***** STORED DATA *****

PR #207, opened 2026-05-27
runtime: move checkpoint location to ALS + drop trailing state arg from invoke/__call

egonSchiele:
## What

Moves the per-call-site checkpoint location into the `agencyStore` ALS frame, then drops the trailing `state` positional from `AgencyFunction.invoke`, `_invokeInner`, `_fn`, `__call`, and `__callMethod`.

Closes the loop on the PR #206 migration: with this change, the only way to plumb a value into a called Agency function is the ALS frame. The "extra positional arg = magic runtime context" pattern that a future editor might extend is gone from the public-ish surfaces.

## Why

Before this PR, `AgencyFunction.invoke(descriptor, state?)` carried a `state?: unknown` trailing arg whose only surviving consumer was the per-call-site checkpoint location `{moduleId, scopeName, stepPath}` that codegen emitted for `checkpoint()`. PR #206 had already cut the codegen's dependency on `__state` inside generated function bodies; the invoke-level positional was vestigial.

Leaving it in would invite the next person reading `state?: unknown` to assume "extra positional arg = runtime plumbing pattern" and extend it. Removing it forces every future caller through the ALS frame, which is the right answer.

## How

Three tasks, all in one commit per the plan's "code + templates" / "fixtures" split:

1. **Task 1 — ALS plumbing** (`asyncContext.ts`, `runner.ts`):
   - New `CallsiteLocation` type + `callsite?` slot on `AgencyStore`.
   - `withCallsite(loc, fn)` overrides the active frame's callsite.
   - `withPushedHandler(ctx, handler, fn)` encapsulates the push/try/finally shared by `AgencyFunction.invoke()`'s preapprove branch and (in a future PR) `agency.withHandler`. Co-locating it here avoids a future circular import between `agencyFunction.ts` and the namespace module.
   - `Runner.runInScope` seeds `callsite: { moduleId, scopeName, stepPath: this.path.join(".") }` on every per-step ALS frame.

2. **Task 2 — checkpoint reads from ALS** (`checkpoint.ts`, `typescriptBuilder.ts`):
   - `checkpoint()` reads `{ moduleId, scopeName, stepPath }` from `getRuntimeContext().callsite` instead of accepting a trailing arg. Missing-callsite paths (bootstrap scope) fall back to the empty `""::""::""` location — same as today's `__state == null` branch.
   - Codegen drops the `checkpoint`-only emission of `{ moduleId, scopeName, stepPath }` extras.

3. **Task 3 — drop the trailing state arg** (`agencyFunction.ts`, `call.ts`, `typescriptBuilder.ts`, plus all in-tree TS callers):
   - `AgencyFunction.invoke()` collapses from a manual `ctx.pushHandler`/try/finally block to a one-line `withPushedHandler` wrap.
   - `_invokeInner()` drops the trailing `state` param and the `_fn(...args, state)` spread.
   - `__call(target, descriptor, optional?)` / `__callMethod(obj, prop, descriptor, optional?)` drop the `stateExtras` positional; the unused `maybeRunWithForkedStack` helper is deleted.
   - Codegen drops every `extras` argument from emitted `__call` / `__callMethod` invocations, including the `insideGlobalInit` branch's `{ ctx: __ctx }` (bootstrap frame seeds ALS already).

### Async-fork operator decision

The `{ stateStack: __forked }` extras path that codegen emits for `async helper()` unassigned calls was the only place where `__call`'s extras did meaningful work at runtime. Rather than carrying the special case across the cleanup, the codegen now wraps that call site in an inline `agencyStore.run` frame:

```ts
// before
await __call(target, descr, { stateStack: __forked });

// after
await agencyStore.run(
  { ...getRuntimeContext(), stack: __forked },
  () => __call(target, descr),
);
```

The callee picks up the branch's isolated stack via `getRuntimeContext()` — same end result, but the ALS frame is the only mechanism.

### Other TS call sites that historically passed `{ ctx, stateStack }` to `invoke()`

- `hooks.ts` `invokeCallback`: when `stateStack` is provided, the callback now runs inside an `agencyStore.run` frame that overrides `stack`.
- `prompt.ts` per-tool-call invocation: wraps in an `agencyStore.run` frame seeded with the per-tool `ThreadStore` and the branch `StateStack`.
- `validateChain.ts`: drops the `{ ctx }` arg entirely — invoke no longer reads it.

## Risk surface — PR #206 regression class

The class of regression that bit PR #206 was preapprove handlers + parallel/fork branches: a bug that skips the handler push (or pop) leaves the stack in an inconsistent state that only surfaces under load. To pin that contract:

- `agencyFunction.test.ts` — three new tests covering `withPushedHandler` correctness for preapproved tools (handler installed during call, popped on normal return, popped on throw, no-op for non-preapproved fns).
- `asyncContext.test.ts` — `withPushedHandler` pops in both finally paths.
- `runner.test.ts` — load-bearing test that `Runner.runInScope` actually seeds the ALS `callsite` slot. Without this, a future regression that deletes the `callsite: { ... }` block from `runInScope` would silently degrade every checkpoint to `""::""::""` and every `withCallsite` test would still pass.

Smoke tests run locally:

- `pnpm run agency test tests/agency/preapprove.test.json` — 5/5 ✓
- `pnpm run agency test tests/agency/fork/` — 67/67 ✓ across 65 files
- `pnpm run agency test tests/agency/interrupts/` — 16/16 ✓ across 11 files

## Validation

- `pnpm tsc --noEmit` ✓
- `pnpm run lint:structure` ✓
- `pnpm test:run` — 4425/4425 ✓
- `make` builds cleanly ✓
- Fixture spot-check: no `__call(..., { moduleId: ... })` and no `__call(..., { stateStack: ... })` remain — confirmed via `grep -nE "__call\(.+, \{" tests/typescriptGenerator/`.

## CHANGELOG note

External callers that imported `__call` / `__callMethod` from `agency-lang/runtime` should drop the `stateExtras` positional from their call sites. The arg was always ignored by `__call` after the ALS migration; this PR removes the type-level signature.

### DIFF
--- a/packages/agency-lang/lib/backends/typescriptBuilder.ts
+++ b/packages/agency-lang/lib/backends/typescriptBuilder.ts
@@ -1993,9 +1993,14 @@ export class TypeScriptBuilder {
     // inline at the call site that overrides `stack`; the callee picks
     // it up via `getRuntimeContext()`.
     if (options?.stateStack) {
-      const wrapped = ts.raw(
-        `agencyStore.run({ ...getRuntimeContext(), stack: ${this.str(options.stateStack)} }, () => ${this.str(callExpr)})`,
-      );
+      const frame = ts.obj([
+        ts.setSpread(ts.call(ts.id("getRuntimeContext"))),
+        ts.set("stack", options.stateStack),
+      ]);
+      const wrapped = ts.call(ts.prop(ts.id("agencyStore"), "run"), [
+        frame,
+        ts.arrowFn([], callExpr),
+      ]);
       return shouldAwait ? ts.await(wrapped) : wrapped;
     }
 
--- a/packages/agency-lang/lib/backends/typescriptBuilder.ts
+++ b/packages/agency-lang/lib/backends/typescriptBuilder.ts
@@ -849,27 +849,15 @@ export class TypeScriptBuilder {
         case "methodCall": {
           const fnCall = element.functionCall;
           const descriptor = this.buildCallDescriptor(fnCall);
-          const configObj = this.buildStateConfig();
           const callArgs: TsNode[] = [result, ts.str(fnCall.functionName), descriptor];
-          if (element.optional) {
-            callArgs.push(configObj ?? ts.id("undefined"));
-            callArgs.push(ts.bool(true));
-          } else if (configObj) {
-            callArgs.push(configObj);
-          }
+          if (element.optional) callArgs.push(ts.bool(true));
           result = this.awaitChainCall(ts.call(ts.id("__callMethod"), callArgs), element === node.chain[node.chain.length - 1]);
           break;
         }
         case "call": {
           const descriptor = this.buildCallDescriptor(element);
-          const configObj = this.buildStateConfig();
           const callArgs: TsNode[] = [result, descriptor];
-          if (element.optional) {
-            callArgs.push(configObj ?? ts.id("undefined"));
-            callArgs.push(ts.bool(true));
-          } else if (configObj) {
-            callArgs.push(configObj);
-          }
+          if (element.optional) callArgs.push(ts.bool(true));
           result = this.awaitChainCall(ts.call(ts.id("__call"), callArgs), element === node.chain[node.chain.length - 1]);
           break;
         }
--- a/packages/agency-lang/lib/backends/typescriptBuilder.ts
+++ b/packages/agency-lang/lib/backends/typescriptBuilder.ts
@@ -1004,36 +1004,20 @@ export class TypeScriptBuilder {
   }
 
   /**
-   * Build the state config passed as the third argument to `__call` /
-   * `__callMethod`.
+   * After the ALS migration AND the trailing-`state`-arg drop, every
+   * Agency call site reads `ctx` / `stack` / `threads` / `callsite`
+   * from the active `agencyStore` frame. `__call` / `__callMethod` no
+   * longer accept a state-extras object, and the codegen never emits
+   * one. This helper is kept as a stable seam in case future codegen
+   * needs to attach per-call metadata, but for now it always returns
+   * `undefined` — callers should simply omit the third positional.
    *
-   * After the ALS migration, the runtime helpers read `ctx`/`threads`/
-   * `stateStack` from `agencyStore` (see lib/runtime/call.ts), so call
-   * sites no longer need to thread those locals. This helper returns
-   * `undefined` for the common case — the caller MUST omit the arg
-   * entirely so the emitted code stays minimal.
-   *
-   * It still returns a real object in two situations:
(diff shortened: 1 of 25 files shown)


packages/agency-lang/lib/backends/typescriptBuilder.ts
```diff
@@ -2009,28 +1993,24 @@ export class TypeScriptBuilder {
...
+    const callExpr = ts.call(ts.id("__call"), [callee, descriptor]);
+
+    // Async-fork sites need the branch's isolated stack visible to the
+    // callee (so its checkpoints/handlers/etc. push/pop on the branch
+    // stack rather than the parent's). Install a fresh ALS frame
+    // inline at the call site that overrides `stack`; the callee picks
+    // it up via `getRuntimeContext()`.
+    if (options?.stateStack) {
+      const wrapped = ts.raw(
+        `agencyStore.run({ ...getRuntimeContext(), stack: ${this.str(options.stateStack)} }, () => ${this.str(callExpr)})`,
```
egonSchiele: use builder if possible

packages/agency-lang/lib/runtime/agencyFunction.ts
```diff
@@ -120,36 +120,29 @@ export class AgencyFunction {
...
+  async invoke(descriptor: CallType): Promise<unknown> {
+    // Preapprove tools install a handler that auto-approves any
+    // `request_approval` interrupt raised while the tool body runs.
+    // The handler must be pushed onto the same `ctx.handlers` chain
+    // the invocation consults, so we read `ctx` from the live ALS
+    // frame (seeded by the caller's `runner.step` body — or by the
+    // bootstrap frame for module-init paths). When no frame is
+    // installed (the function was called from a non-Agency context),
+    // skip the push/pop dance — no preapprove machinery to wire up.
+    const ctx = this._isPreapproved ? agencyStore.getStore()?.ctx : undefined;
```
egonSchiele: lets just remove the preapprove functionality, I don't like this code branching

packages/agency-lang/lib/runtime/prompt.ts
```diff
@@ -475,9 +475,18 @@ export async function runPrompt(args: {
       try {
         const toolThreads = new ThreadStore();
         toolThreads.setStatelogClient(ctx.statelogClient);
-        toolResult = await handler.invoke(
-          { type: "named", positionalArgs: [], namedArgs },
-          { ctx, threads: toolThreads, stateStack: branchStack },
+        // Install a per-tool ALS frame with the tool's isolated
+        // ThreadStore and the branch's StateStack. The handler body
+        // reads these via `getRuntimeContext()`; without the wrap, it
+        // would see whatever frame the prompt loop is running in.
```
egonSchiele: "would see whatever frame the prompt loop is running in" -- isn't that the correct behavior?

*****

> THE TASK
All lines of the records above that contain the word "bootstrap" are to be copied out.

> EXERCISE RESPONSE
   - `checkpoint()` reads `{ moduleId, scopeName, stepPath }` from `getRuntimeContext().callsite` instead of accepting a trailing arg. Missing-callsite paths (bootstrap scope) fall back to the empty `""::""::""` location — same as today's `__state == null` branch.
   - Codegen drops every `extras` argument from emitted `__call` / `__callMethod` invocations, including the `insideGlobalInit` branch's `{ ctx: __ctx }` (bootstrap frame seeds ALS already).
+    // bootstrap frame for module-init paths). When no frame is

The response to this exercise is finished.